As per people familiar with the matter, if the privatisation process goes through, the offer will almost certainly be at least the $14 IPO price, because a lower offer so soon after the June IPO might result in lawsuits or shareholder pushback.
It was also claimed that Didi will have to solve the data security vulnerabilities that have received regulatory scrutiny if it moves its IPO to Hong Kong.
The corporation may be forced to hand over custody of its data to a third party, further reducing its cost.
The sources said that according to the internet regulator, Didi's ride-hailing and other apps will be relaunched in China only if the business agrees to delist from New York.
The CAC ordered app stores to remove Didi-operated mobile apps in July, just days after the business went public in New York. It also urged the company to halt the registration of new users, citing national security and public interest as justifications.
Earlier this month, it was reported that Didi was planning to relaunch its apps in China by the end of the year in the hopes that Beijing's cybersecurity investigation into the firm will be completed by then.
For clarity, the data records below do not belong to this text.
PR #1260, opened 2023-05-02
Auto   builtin  

sydow:
This branch generates the files builtin/__builtin__.* by compiling __builtin__.act.


plajjan:
@sydow build is failing because `dist/builtin/__builtin__.h` does not exist. It is populated by copying `BUILTIN_HFILES`, which in turn is populated by `$(wildcard builtin/*.h)`. At the time that expression is evaluated in the first run of make in an empty repository, we have not yet generated `builtin/__builtin__.h` and so it is not in `BUILTIN_HFILES`.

However, on 26 November, Bloomberg first reported on Chinese regulators' proposal for Didi to be delisted. Following the revelation, shares of Didi investors SoftBank Group Corp and Tencent Holdings plunged more than 5 per cent and 3.1 per cent, respectively.
According to a June filing by Didi, SoftBank Vision Fund owns 21.5 per cent of the company, followed by Uber Technologies Inc with 12.8 per cent and Tencent with 6.8 per cent.
Sources told Reuters that despite the regulator's advice to put its New York listing on hold while a cybersecurity examination of its data procedures was performed, Didi ran afoul of Chinese regulators.
The ride-hailing company was promptly investigated by the CAC for its gathering and use of personal data. It claimed that data had been gathered illegally. At that time Didi responded by stating that it had halted accepting new customers and that it would make improvements to comply with national security and personal data usage requirements, as well as to protect users' rights.
As the Chinese Communist Party government strives to reign in China's internet giants' supremacy after years of unbridled growth, the authorities are closely scrutinising their anti-monopolistic activities and the handling of their huge consumer data.